Does 28 U.S.C. § 1610(g) provide a freestanding exception to attachment immunity, which would allow victims of terrorist acts seeking to collect judgment to attach and execute on assets of foreign state sponsors of terrorism regardless of whether the assets are otherwise subject to execution under § 1610?

The issue in the case is whether 28 U.S.C. § 1610(g) provides a freestanding exception to attachment immunity or only eliminates Bancec’s presumption of separate status for a foreign state and its instrumentalities, without altering the criteria for overcoming immunity contained in other provisions of § 1610. Section 1610(g) is part of the Foreign Sovereign Immunities Act, under which foreign sovereigns are presumed immune from suits and attachment. Jenny Rubin, a U.S. citizen injured in a Hamas suicide bombing in Jerusalem, argues that § 1610(g) provides a freestanding exception to attachment immunity because an interpretation subjecting § 1610(g) to the other provisions of § 1610 creates unresolvable inconsistencies within the statute and significantly limits the reach of subsection (g). Iran counters that § 1610(g) does not provide a freestanding exception to attachment immunity because subsection (g) can still be given its intended effect even when subjecting it to § 1610’s other provisions. Iran further argues that the clearest interpretation of subsection (g) is that it merely eliminates the Bancec presumption. From a policy perspective, this case is significant because it could improve the ability of terror victim judgment-creditors to collect judgments from a terror-sponsoring sovereign that is refusing to pay, and it will affect uniformity between U.S. and many other nations regarding attachment immunity laws.
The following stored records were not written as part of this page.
PR #73, opened 2016-04-07
Implementation of XEP-0308: Last Message Correction

ramabit:
## **Fixes SMACK-714**
Documentation: https://xmpp.org/extensions/xep-0308.html

**How to use it**

Send: 
`message.addExtension(new MessageCorrectExtension(idInitialMessage));`

Receive:
`ProviderManager.addExtensionProvider(MessageCorrectExtension.ELEMENT_NAME, MessageCorrectExtension.NAMESPACE, new MessageCorrectProvider());`

`MessageCorrectExtension messageCorrectExtension = MessageCorrectExtension.from(message)`

### DIFF
--- a/smack-extensions/src/main/java/org/jivesoftware/smackx/message_correct/MessageCorrectExtension.java
+++ b/smack-extensions/src/main/java/org/jivesoftware/smackx/message_correct/MessageCorrectExtension.java
@@ -1,0 +1,105 @@
+/**
+ *
+ * Copyright 2016 Fernando Ramirez
+ *
+ * Licensed under the Apache License, Version 2.0 (the "License");
+ * you may not use this file except in compliance with the License.
+ * You may obtain a copy of the License at
+ *
+ *     http://www.apache.org/licenses/LICENSE-2.0
+ *
+ * Unless required by applicable law or agreed to in writing, software
+ * distributed under the License is distributed on an "AS IS" BASIS,
+ * WITHOUT WARRANTIES OR CONDITIONS OF ANY KIND, either express or implied.
+ * See the License for the specific language governing permissions and
+ * limitations under the License.
+ */
+package org.jivesoftware.smackx.message_correct;
+
+import org.jivesoftware.smack.packet.ExtensionElement;
+import org.jivesoftware.smack.packet.Message;
+import org.jivesoftware.smack.util.XmlStringBuilder;
+
+/**
+ * An Extension that implements XEP-0308: Last Message Correction
+ * 
+ * This extension is expected to be added to message stanzas. Please refer to
+ * the XEP for more implementation guidelines.
+ * 
+ * @author Fernando Ramirez, f.e.ramirez94@gmail.com
+ * @see <a href="http://xmpp.org/extensions/xep-0308.html">XEP-0308:&nbsp;Last&
+ *      nbsp;Message&nbsp;Correction</a>
+ */
+public class MessageCorrectExtension implements ExtensionElement {
+
+    /**
+     * The XML element name of a 'message correct' extension.
+     */
+    public static final String ELEMENT = "replace";
+
+    /**
+     * The namespace that qualifies the XML element of a 'message correct'
+     * extension.
+     */
+    public static final String NAMESPACE = "urn:xmpp:message-correct:0";
+
+    /**
+     * The id tag of a 'message correct' extension.
+     */
+    public static final String ID_TAG = "id";
+
+    /**
+     * The id of the message to correct.
+     */
+    private String idInitialMessage;
+
+    public MessageCorrectExtension(String idInitialMessage) {
+        this.setIdInitialMessage(idInitialMessage);
+    }
+
+    public String getIdInitialMessage() {
+        return idInitialMessage;
+    }
+
+    public void setIdInitialMessage(String idInitialMessage) {
+        this.idInitialMessage = idInitialMessage;
+    }
+
+    /*
+     * (non-Javadoc)
+     * 
+     * @see org.jivesoftware.smack.packet.PacketExtension#getElementName()
+     */
+    @Override
+    public String getElementName() {
+        return ELEMENT;
+    }
+
+    /*
+     * (non-Javadoc)
+     * 
+     * @see org.jivesoftware.smack.packet.PacketExtension#toXML()
+     */
+    @Override
+    public XmlStringBuilder toXML() {
+        XmlStringBuilder xml = new XmlStringBuilder(this);
+        xml.attribute(ID_TAG, getIdInitialMessage());
+        xml.closeEmptyElement();
+        return xml;
+    }
+
+    /*
+     * (non-Javadoc)
+     * 
+     * @see org.jivesoftware.smack.packet.PacketExtension#getNamespace()
+     */
+    @Override
+    public String getNamespace() {
+        return NAMESPACE;
+    }
+
+    public static MessageCorrectExtension from(Message message) {
+        return message.getExtension(ELEMENT, NAMESPACE);
+    }
+
+}
--- a/smack-extensions/src/main/java/org/jivesoftware/smackx/message_correct/provider/MessageCorrectProvider.java
+++ b/smack-extensions/src/main/java/org/jivesoftware/smackx/message_correct/provider/MessageCorrectProvider.java
@@ -1,0 +1,42 @@
+/**
+ *
+ * Copyright 2016 Fernando Ramirez
+ *
+ * Licensed under the Apache License, Version 2.0 (the "License");
+ * you may not use this file except in compliance with the License.
+ * You may obtain a copy of the License at
+ *
+ *     http://www.apache.org/licenses/LICENSE-2.0
+ *
+ * Unless required by applicable law or agreed to in writing, software
+ * distributed under the License is distributed on an "AS IS" BASIS,
+ * WITHOUT WARRANTIES OR CONDITIONS OF ANY KIND, either express or implied.
+ * See the License for the specific language governing permissions and
+ * limitations under the License.
+ */
+package org.jivesoftware.smackx.message_correct.provider;
+
+import java.io.IOException;
+
+import org.jivesoftware.smack.SmackException;
+import org.jivesoftware.smack.provider.ExtensionElementProvider;
+import org.jivesoftware.smackx.message_correct.MessageCorrectExtension;
+import org.xmlpull.v1.XmlPullParser;
+import org.xmlpull.v1.XmlPullParserException;
+
+/**
+ * A ExtensionElementProvider for the MessageCorrectExtension. As
+ * MessageCorrection elements have only the ID of the message to replace.
+ * 
+ * @author Fernando Ramirez, f.e.ramirez94@gmail.com
+ */
+public class MessageCorrectProvider extends ExtensionElementProvider<MessageCorrectExtension> {
+
+    @Override
+    public MessageCorrectExtension parse(XmlPullParser parser, int initialDepth)
+            throws XmlPullParserException, IOException, SmackException {
+        String idMessageToReplace = parser.getAttributeValue("", MessageCorrectExtension.ID_TAG);
+        return new MessageCorrectExtension(idMessageToReplace);
+    }
+
+}
--- a/smack-extensions/src/main/java/org/jivesoftware/smackx/message_correct/package-info.java
+++ b/smack-extensions/src/main/java/org/jivesoftware/smackx/message_correct/package-info.java
@@ -1,0 +1,21 @@
+/**
+ *
+ * Copyright 2016 Fernando Ramirez
+ *
+ * Licensed under the Apache License, Version 2.0 (the "License");
+ * you may not use this file except in compliance with the License.
+ * You may obtain a copy of the License at
+ *
+ *     http://www.apache.org/licenses/LICENSE-2.0
+ *
+ * Unless required by applicable law or agreed to in writing, software
+ * distributed under the License is distributed on an "AS IS" BASIS,
+ * WITHOUT WARRANTIES OR CONDITIONS OF ANY KIND, either express or implied.
+ * See the License for the specific language governing permissions and
+ * limitations under the License.
+ */
+
+/**
+ * Classes and Interfaces that implement Last Message Correction as defined in XEP-0308.
+ */
+package org.jivesoftware.smackx.message_correct;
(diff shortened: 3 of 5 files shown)


ramabit:
@Flowdalic TravisCI is killing the process of the 2nd check (java 1.7). I guess it is because of low memory.

smack-extensions/src/main/java/org/jivesoftware/smackx/message/correct/MessageCorrectExtension.java
```diff
@@ -0,0 +1,120 @@
+/**
+ *
+ * Copyright the original author or authors
```
Flowdalic: That line should include a copyright year, i.e. 2016.

smack-extensions/src/main/java/org/jivesoftware/smackx/message/correct/MessageCorrectExtension.java
```diff
@@ -0,0 +1,120 @@
...
+ * the XEP for more implementation guidelines.
+ * 
+ * @author Fernando Ramirez, f.e.ramirez94@gmail.com
+ */
+public class MessageCorrectExtension implements ExtensionElement {
+
+    /**
+     * The XML element name of a 'message correct' extension.
+     */
+    public static final String ELEMENT_NAME = "replace";
```
Flowdalic: Should be just 'ELEMENT'

smack-extensions/src/main/java/org/jivesoftware/smackx/message/correct/MessageCorrectExtension.java
```diff
@@ -0,0 +1,120 @@
...
+    }
+
+    /*
+     * (non-Javadoc)
+     * 
+     * @see org.jivesoftware.smack.packet.PacketExtension#toXML()
+     */
+    @Override
+    public CharSequence toXML() {
+        final StringBuilder stringBuilder = new StringBuilder();
```
Flowdalic: Please use XmlStringBuilder here, and change the return type to this.

smack-extensions/src/main/java/org/jivesoftware/smackx/message/correct/MessageCorrectExtension.java
```diff
@@ -0,0 +1,120 @@
...
+        return NAMESPACE;
+    }
+
+    /**
+     * A ExtensionElementProvider for the MessageCorrectExtension. 
+     * As MessageCorrection elements have only the JID of the message to replace.
+     * 
+     * @author Fernando Ramirez, f.e.ramirez94@gmail.com
+     */
+    public static class Provider extends ExtensionElementProvider<MessageCorrectExtension> {
```
Flowdalic: Please factor the provider out in a extra class under `.provider`

smack-extensions/src/main/java/org/jivesoftware/smackx/message/correct/MessageCorrectExtension.java
```diff
@@ -0,0 +1,120 @@
...
+import org.jivesoftware.smack.packet.ExtensionElement;
+import org.jivesoftware.smack.provider.ExtensionElementProvider;
+import org.xmlpull.v1.XmlPullParser;
+import org.xmlpull.v1.XmlPullParserException;
+
+/**
+ * An Extension that implements XEP-0308: Last Message Correction
+ * 
+ * This extension is expected to be added to message stanzas. Please refer to
+ * the XEP for more implementation guidelines.
```
Flowdalic: You should at least mention *which* XEP you are talking about. An `<a/>` tag in `@see` couldn't hurt either.

smack-extensions/src/main/java/org/jivesoftware/smackx/message/correct/MessageCorrectExtension.java
```diff
@@ -0,0 +1,120 @@
...
+
+    /**
+     * The id tag of a 'message correct' extension.
+     */
+    private static final String JID_TAG = "id";
+
+    /**
+     * The jid of the message to correct.
+     */
+    private String jidInitialMessage;
```
Flowdalic: That's no JID/XMPP address, this is just the message ID. Please rename this to `id`.

smack-extensions/src/main/java/org/jivesoftware/smackx/message/correct/package-info.java
```diff
@@ -0,0 +1,21 @@
...
+ * distributed under the License is distributed on an "AS IS" BASIS,
+ * WITHOUT WARRANTIES OR CONDITIONS OF ANY KIND, either express or implied.
+ * See the License for the specific language governing permissions and
+ * limitations under the License.
+ */
+
+/**
+ * Classes and Interfaces that implement Last Message Correction as defined in XEP-0308.
+ */
+package org.jivesoftware.smackx.message.correct;
```
Flowdalic: Please change the package name to `message_correct` (if it is possible, but I think it should).

smack-extensions/src/test/java/org/jivesoftware/smackx/message/correct/MessageCorrectExtensionTest.java
```diff
@@ -0,0 +1,56 @@
...
+
+    private final CharSequence messageCorrectionXml = "<replace id='bad1' xmlns='urn:xmpp:message-correct:0'/>";
+
+    private final CharSequence expectedXml = "<message to='juliet@capulet.net/balcony' id='good1'>"
+            + "<body>But soft, what light through yonder window breaks?</body>"
+            + "<replace id='bad1' xmlns='urn:xmpp:message-correct:0'/>" + "</message>";
+
+    @Before
+    public void setStanzas() throws Exception {
+        initialMessage = (Message) PacketParserUtils.parseStanza(initialMessageXml);
```
Flowdalic: That's a strange approach. Smack usually does the parsing in the `@Test` method. What's the advantage of having it done in a `@Before` method?

smack-extensions/src/main/java/org/jivesoftware/smackx/message/correct/MessageCorrectExtension.java
```diff
@@ -0,0 +1,120 @@
...
+    /**
+     * The namespace that qualifies the XML element of a 'message correct'
+     * extension.
+     */
+    public static final String NAMESPACE = "urn:xmpp:message-correct:0";
+
+    /**
+     * The id tag of a 'message correct' extension.
+     */
+    private static final String JID_TAG = "id";
```
Flowdalic: Same here, this is tag is not related to JIDs at all.

Flowdalic:
Please squash merge all commits into a single commit and make sure that the issue's key 'SMACK-714' is mentioned somewhere in the commit message's body. Please don't put it into the title. Something like "Fixes SMACK-714" is sufficient.

smack-extensions/src/main/java/org/jivesoftware/smackx/message/correct/MessageCorrectExtension.java
```diff
@@ -0,0 +1,120 @@
...
+
+/**
+ * An Extension that implements XEP-0308: Last Message Correction
+ * 
+ * This extension is expected to be added to message stanzas. Please refer to
+ * the XEP for more implementation guidelines.
+ * 
+ * @author Fernando Ramirez, f.e.ramirez94@gmail.com
+ */
+public class MessageCorrectExtension implements ExtensionElement {
```
Flowdalic: It's Smackomatic (a Smack Idiom) that ExtensionElements have a static `from()` method. Since XEP-308 is only defined for messages, in this case we should have

`static MessageCorrectionExtension from(Message)`

Please add this method.

ramabit:
@Flowdalic Thanks for the feedback ! 
The corrections are done and the pull request description is updated.
TravisCI is failing because a test that I didn't touch. Also, I can't reproduce that failure locally.

smack-extensions/src/main/java/org/jivesoftware/smackx/message_correct/MessageCorrectExtension.java
```diff
@@ -83,11 +81,13 @@ public String getElementName() {
      * @see org.jivesoftware.smack.packet.PacketExtension#toXML()
      */
     @Override
-    public CharSequence toXML() {
-        final StringBuilder stringBuilder = new StringBuilder();
-        stringBuilder.append('<').append(getElementName()).append(' ').append(JID_TAG).append('=').append('\'')
-                .append(getJidInitialMessage()).append('\'').append(" xmlns='").append(getNamespace()).append("'/>");
-        return stringBuilder.toString();
+    public XmlStringBuilder toXML() {
+        XmlStringBuilder xml = new XmlStringBuilder(this, getNamespace());
```
Flowdalic: Just `new XmlStringBuilder(this)` will do the right thing, i.e. adding the opening tag and the xmlns attribute.

smack-extensions/src/main/java/org/jivesoftware/smackx/message_correct/MessageCorrectExtension.java
```diff
@@ -83,11 +81,13 @@ public String getElementName() {
...
+        xml.attribute(ID_TAG, getIdInitialMessage());
+        xml.attribute("xmlns", getNamespace());
```
Flowdalic: This would create a duplicate `xmlns` attribute and thus invalid XML.

smack-extensions/src/main/java/org/jivesoftware/smackx/message_correct/MessageCorrectExtension.java
```diff
@@ -83,11 +81,13 @@ public String getElementName() {
...
+        xml.append('/');
+        xml.rightAngleBracket();
```
Flowdalic: Instead of these two, please use `closeEmptyElement()` instead.

smack-extensions/src/main/java/org/jivesoftware/smackx/message_correct/MessageCorrectExtension.java
```diff
@@ -100,21 +100,8 @@ public String getNamespace() {
...
-
-        @Override
-        public MessageCorrectExtension parse(XmlPullParser parser, int initialDepth)
-                throws XmlPullParserException, IOException, SmackException {
-            String jidMessageToReplace;
-            jidMessageToReplace = parser.getAttributeValue("", JID_TAG);
-            return new MessageCorrectExtension(jidMessageToReplace);
-        }
+    public static MessageCorrectExtension from(Message message) {
+        return new MessageCorrectExtension(message.getStanzaId());
```
Flowdalic: It appears I was unclear with what `from(Message)` should do: Instead of creating a new MessageCorrect, it should extract the extension from the message if there is one. The body of the function should be
`return message.getExtension(ELEMENT, NAMESPACE);`

smack-extensions/src/main/java/org/jivesoftware/smackx/message_correct/provider/MessageCorrectProvider.java
```diff
@@ -0,0 +1,47 @@
...
+    /**
+     * The id tag of a 'message correct' extension.
+     */
+    private static final String ID_TAG = "id";
+
+    @Override
+    public MessageCorrectExtension parse(XmlPullParser parser, int initialDepth)
+            throws XmlPullParserException, IOException, SmackException {
+        String jidMessageToReplace;
+        jidMessageToReplace = parser.getAttributeValue("", ID_TAG);
```
Flowdalic: Instead of defining ID_TAG again, you could simply reuse ID_TAG from MessageCorrectExtension by making it public.

Flowdalic:
> TravisCI is failing because a test that I didn't touch. Also, I can't reproduce that failure locally.

Some older Smack unit tests are not properly synchronized causing them to behave non deterministc especially on slow systems like the Travis CI infrastructure. I've restarted Travis (not sure if you are also able to hit the restart button, e.g. at https://travis-ci.org/igniterealtime/Smack/jobs/122258804 in the upper right corner).

Looks good so far :+1: I've added a few last remarks, please incorporate the changes, then squash merge all you commits into a single commit and then force push to the source branch of this PR.

smack-extensions/src/main/java/org/jivesoftware/smackx/message_correct/MessageCorrectExtension.java
ramabit: But I want to show the id attribute before the xmlns attribute. I'll do this
`        XmlStringBuilder xml = new XmlStringBuilder();
        xml.halfOpenElement(ELEMENT);
        xml.attribute(ID_TAG, getIdInitialMessage());
        xml.xmlnsAttribute(NAMESPACE);
        xml.closeEmptyElement();`

Flowdalic:
By the way, this PR only implements the low-level API parts for XEP-308. While it's ok to start with them first, do you plan to submit an subsequent PR with the high-level API, i.e. the MessageCorrectionManager)?

ramabit:
> By the way, this PR only implements the low-level API parts for XEP-308. While it's ok to start with them first, do you plan to submit an subsequent PR with the high-level API, i.e. the MessageCorrectionManager)? 
> 

It's not planned up to now, but I think we can discuss it.

smack-extensions/src/main/java/org/jivesoftware/smackx/message_correct/MessageCorrectExtension.java
Flowdalic: > But I want to show the id attribute before the xmlns attribute.

Why? The order is completely irrelevant, but it's common practice to have the unprefixed `xmlns` attribute first (if one is required). This is why the XmlStringBuilder API is designed this way.

ramabit: Ok :)

ramabit:
@Flowdalic Changes done

Flowdalic:
Perfect, now you need to squash the commits into one.

ramabit:
@Flowdalic Github has a new option to do that when merge.

ramabit:
@Flowdalic I can close this PR an open another one squashing the commits

Flowdalic:
> I can close this PR an open another one squashing the commits

Simply update **this** PR by updating its source branch with a forced push.

ramabit:
Simply update this PR by updating its source branch with a forced push.
> 

@Flowdalic done

Flowdalic:
Thanks, but the message's body now full of meaningless half sentences, it also does not contain the issue key, which is required so that JIRA connects the issue with this commit (https://github.com/igniterealtime/Smack/pull/73#issuecomment-207594222). Please fix that.

ramabit:
@Flowdalic like that?

Flowdalic:
Picked as https://github.com/igniterealtime/Smack/commit/ca58c65a26034bd2b7c4b7e8c2bc70ab593d2ec7

Thanks again :)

Questions as Framed for the Court by the Parties

Whether 28 U.S.C. § 1610(g) provides a freestanding attachment immunity exception that allows terror victim judgment creditors to attach and execute upon assets of foreign state sponsors of terrorism regardless of whether the assets are otherwise subject to execution under section 1610. 

Petitioner Jenny Rubin (“Rubin”) is one of eight U.S. citizens who were injured in a Hamas suicide bombing in Jerusalem in September 1997. Rubin v. Islamic Repubic of Iran, 830 F.3d 470, 473 (7th Cir.